PR #3384, opened 2024-02-13
Make tests in `test/test_ops.py` pass for Python emulator

obadakhalili:
Can I lock the bounty with this PR?

Notes:
- Right now only 6 tests are failing and most of them are due to only one error. So I figured I could push a PR to lock the bounty, and in the meanwhile, fix the remaining tests.
- I left a few comments on the code which I would appreciate an answer for.

**UPDATE**: There are only 3 remaining failing tests.
**UPDATE**: All tests pass now.

### DIFF
--- a/test/test_ops.py
+++ b/test/test_ops.py
@@ -113,7 +113,6 @@ class TestOps(unittest.TestCase):
     helper_test_op([], lambda: torch.eye(1), lambda: Tensor.eye(1), forward_only=True)
     helper_test_op([], lambda: torch.eye(0), lambda: Tensor.eye(0), forward_only=True)
 
-  @unittest.skipIf(Device.DEFAULT == "PYTHON", "too slow")
   def test_split(self):
     test_cases = [
       (torch.arange(10), Tensor.arange(10), 5),
@@ -502,11 +501,9 @@ class TestOps(unittest.TestCase):
 
   def test_small_cumsum(self):
     helper_test_op([(10)], lambda x: torch.cumsum(x, dim=0), lambda x: Tensor.cumsum(x, axis=0))
-  @unittest.skipIf(Device.DEFAULT == "PYTHON", "too slow")
   def test_simple_cumsum(self):
     helper_test_op([(512)], lambda x: torch.cumsum(x, dim=0), lambda x: Tensor.cumsum(x, axis=0))
     helper_test_op([(1022)], lambda x: torch.cumsum(x, dim=0), lambda x: Tensor.cumsum(x, axis=0))
-  @unittest.skipIf(Device.DEFAULT == "PYTHON", "too slow")
   def test_cumsum(self):
     helper_test_op([(20)], lambda x: torch.cumsum(x, dim=0), lambda x: Tensor.cumsum(x, axis=0))
     helper_test_op([(20,30)], lambda x: torch.cumsum(x, dim=0), lambda x: Tensor.cumsum(x, axis=0))
@@ -528,7 +525,6 @@ class TestOps(unittest.TestCase):
     helper_test_op([(10,20)], lambda x: x.argmin(1, False), forward_only=True)
     helper_test_op([(10,20)], lambda x: x.argmin(1, True), forward_only=True)
 
-  @unittest.skipIf(Device.DEFAULT == "PYTHON", "too slow")
   def test_einsum(self):
     # matrix transpose
     helper_test_op([(150,150)], lambda a: torch.einsum('ij->ji', a), lambda a: Tensor.einsum('ij->ji', a))
@@ -586,7 +582,6 @@ class TestOps(unittest.TestCase):
       Tensor.einsum('ij,jk->ij', a)
 
   @unittest.skipIf(IMAGE>0, "no 1d dot for images")
-  @unittest.skipIf(Device.DEFAULT == "PYTHON", "too slow")
   def test_dot_1d(self):
     helper_test_op([(65), (65)], lambda x,y: x.matmul(y), Tensor.dot, atol=1e-4)
     helper_test_op([(65), (65,45)], lambda x,y: x.matmul(y), Tensor.dot, atol=1e-4)
@@ -646,7 +641,6 @@ class TestOps(unittest.TestCase):
     helper_test_op(None, lambda x,y: x.matmul(y), lambda x,y: x@y, atol=1e-3, vals=[np.eye(8).astype(np.float32), np.eye(8).astype(np.float32)])
   def test_gemm(self):
     helper_test_op([(64,64), (64,64)], lambda x,y: x.matmul(y), Tensor.dot, atol=1e-3)
-  @unittest.skipIf(Device.DEFAULT == "PYTHON", "too slow")
   def test_big_gemm(self):
     helper_test_op([(256,256), (256,256)], lambda x,y: x.matmul(y), Tensor.dot, atol=1e-3)
   @unittest.skipIf(IMAGE>0, "no 0 in shape matmul on images")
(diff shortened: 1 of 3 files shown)


tinygrad/runtime/ops_python.py
```diff
@@ -107,7 +112,7 @@ def __call__(self, *bufs, global_size:Tuple[int,int,int]=(1,1,1), local_size:Tup
           else:
             ul[i] = [arg] * warp_size
         elif uop is UOps.LOOP:
-          if i not in ul:
+          if i not in ul or ul[i][0] == inp[1][0]:
             ul[i] = [0] * warp_size
```
obadakhalili, line 116: This doesn't seem to be breaking any test, but shouldn't the initial value be in `inp[0][0]`?

obadakhalili:
Regarding the `if` block in [line 120](https://github.com/tinygrad/tinygrad/pull/3384/files#diff-00bb76cdab6aa6dccea93689ae8dc2eb92343681f52231909495af017800628aR120), shouldn't this block be intended back to also check after initialization of loop state, in case the loop shouldn't be entered in the first place. Note though that this also doesn't seem to break any test. Also, implementing my suggestion would require containing the `loop_ends` in a different way.

tinygrad/runtime/ops_python.py
```diff
@@ -82,18 +85,20 @@ def __call__(self, *bufs, global_size:Tuple[int,int,int]=(1,1,1), local_size:Tup
           loop_ends[idp[0]] = i
           i = idp[0]
           continue
-        elif uop is UOps.BARRIER:
+        # TODO: implement UOps.IF and UOps.ENDIF
+        elif uop in (UOps.BARRIER, UOps.IF, UOps.ENDIF):
```
obadakhalili, line 89: I had to skip `UOps.IF` and `UOps.ENDIF` temporarily similar to `UOps.BARRIER` so I could focus on another fix, though to my surprise this didn't cause any test to fail. So I pushed this for now while I investigate it further.

tinygrad/runtime/ops_python.py
```diff
@@ -82,18 +85,20 @@ def __call__(self, *bufs, global_size:Tuple[int,int,int]=(1,1,1), local_size:Tup
...
+
         assert dtype is not None, f"{uop} is missing a dtype"
         dl[i] = dtype
         if uop is UOps.DEFINE_GLOBAL:
           assert dtype.fmt is not None
           ul[i] = [pbufs.pop(0).cast(dtype.fmt)] * warp_size
         elif uop is UOps.DEFINE_LOCAL:
           assert dtype.fmt is not None
-          lbuf = memoryview(bytearray(arg[1]*dtype.sz))
+          lbuf = memoryview(bytearray(arg[1]*dtype.itemsize))
```
geohot, line 101: This fix is definitely correct, would merge this alone right away.

geohot:
Can you add test_ops to CI?

obadakhalili:
@geohot I identified 3 tests that make the CI run for a long time when using the Python backend. Together with all the tests they take 1 hour to run on a personal device, and ~20 minutes without these 3 tests. I can skip them when `PYTHON=1` if you want.

obadakhalili:
I skipped the 3 tests for now so you can inspect the rest. There are 3 remaining failing tests, which I'll start working on tomorrow morning.

geohot:
Tests failing

obadakhalili:
All tests pass now @geohot. And a lot of `test/test_dtype.py` tests pass too.

tinygrad/runtime/ops_python.py
obadakhalili: Fixes commits are mostly independent, so I can cherry-pick this and push it as a separate PR if you want to. What about other fixes?

geohot:
Bounty locked

tinygrad/runtime/ops_python.py
geohot: Yea, it's actually okay to not have IF/ENDIF, it's an optional performance improvement for GPU, not a requirement.

BARRIER isn't needed because it's always in sync in this interpreter

tinygrad/runtime/ops_python.py
geohot: Oh it should be, good catch.

tinygrad/runtime/ops_python.py
```diff
@@ -137,6 +147,8 @@ def __call__(self, *bufs, global_size:Tuple[int,int,int]=(1,1,1), local_size:Tup
                 else: ret.append(_load(m, ox*4 + oy*dtp[0].shape[1]*4 + j))
               ul[i].append(ret)
           elif dtype.sz > 1:
+            if len(inp) == 4 and dtp[3].sz > 1:
```
geohot, line 150: Hmm, this looks sketchy.

tinygrad/runtime/ops_python.py
```diff
@@ -82,32 +85,39 @@ def __call__(self, *bufs, global_size:Tuple[int,int,int]=(1,1,1), local_size:Tup
           loop_ends[idp[0]] = i
           i = idp[0]
           continue
-        elif uop is UOps.BARRIER:
+        # TODO: implement UOps.IF and UOps.ENDIF
+        elif uop in (UOps.BARRIER, UOps.IF, UOps.ENDIF):
           # in the python emulator, the warp is always in sync
           i += 1
           continue
+
```
geohot, line 93: Don't change whitespace if you don't have to

tinygrad/runtime/ops_python.py
obadakhalili: I see. Thanks for clarifying this.

tinygrad/runtime/ops_python.py
obadakhalili: - This is necessary for nested loops. Without it, you will enter the nested loop for the second time, but its state will still be pointing to `inp[1][0]`. So it is necessary to initialize the loop on first entrance, and to reinitialize on first reuse.
- Thanks, I will push a comment with the fix.

obadakhalili:
@geohot I updated `test/test_ops.py` to skip the least amount of tests in CI that keep the runtime under 5 minutes.

geohot:
Don't spam test_ops like that, select the tests you want from the command line

tinygrad/runtime/ops_python.py
geohot: Yea I don't think this is right

obadakhalili: Yes, I'm looking into it right now.

obadakhalili: I changed this in my second to last commit. The problem I was trying to solve is when gated `UOps.LOAD` reference values that have `.sz` > 1. I addressed that by sending the `gate`/`default` that corresponds to the current `UOps.LOAD` item.

test/test_ops.py
```diff
@@ -1373,19 +1373,21 @@ def test_maxpool2d_bigger_stride(self):
           lambda x: torch.nn.functional.max_pool2d(x, kernel_size=(2,2), stride=stride),
           lambda x: Tensor.max_pool2d(x, kernel_size=(2,2), stride=stride))
 
-  @unittest.skipIf(Device.DEFAULT == "CUDA", "CUDA fails on this")
+  @unittest.skipIf(Device.DEFAULT in ["CUDA", "PYTHON"], "CUDA fails on this, and PYTHON is too slow")
```
geohot, line 1376: No need for this, these tensor sizes are stupidly big. Want to submit another PR making them smaller? Say:

(8, 2, 17, 14) or something

obadakhalili: #3417

tinygrad/runtime/ops_python.py
```diff
@@ -100,15 +103,20 @@ def __call__(self, *bufs, global_size:Tuple[int,int,int]=(1,1,1), local_size:Tup
...
+            ul[i] = [casted_arg] * warp_size
         elif uop is UOps.DEFINE_ACC:
           if dtype.count > 1:
             ul[i] = [[arg] * warp_size for _ in range(dtype.count)]
           else:
             ul[i] = [arg] * warp_size
         elif uop is UOps.LOOP:
-          if i not in ul:
-            ul[i] = [0] * warp_size
+          if i not in ul or ul[i][0] == inp[1][0]:
```
geohot, line 118: I don't understand this or

obadakhalili: There are two cases that you need to (re)initialize the loop for:
- The first is when you enter the loop for the first time. This is initialization because `ul` won't have any state about this loop.
- The second is when you enter the loop again after you have finished all its iterations. This only happens in nested loops. When the nested loop executes its last iteration, the loop will be entered again because of the next iteration of the upper loop, which will be problematic because the state of the previous iteration of the nested loop is still saved in `ul` and needs to be reinitialized to `inp[0][0]`. But now while explaining it, I realize that the best solution is to clear the state of the loop after the last iteration. I will push a commit with that.

geohot:
PayPal or USDC for your $100? E-mail george@tinygrad.org with email/address to claim.

Max-We:
Are you sure that this is fixed? Running `PYTHON=1 python3 test/test_ops.py -f` on my machine / Google Colab throws and error. Of course, without the `PYTHON=1` flag it works, but that's not the point, no?

iglesias:
"$100 bounties are a few line change and could be 10 minutes if you see it" 

hmm, I think someone is not being precisely candid,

□ □ □ □

TASK GOAL:
Check the data above and report how many lines include the word "CUDA", using a bare number.

TASK SOLUTION:
2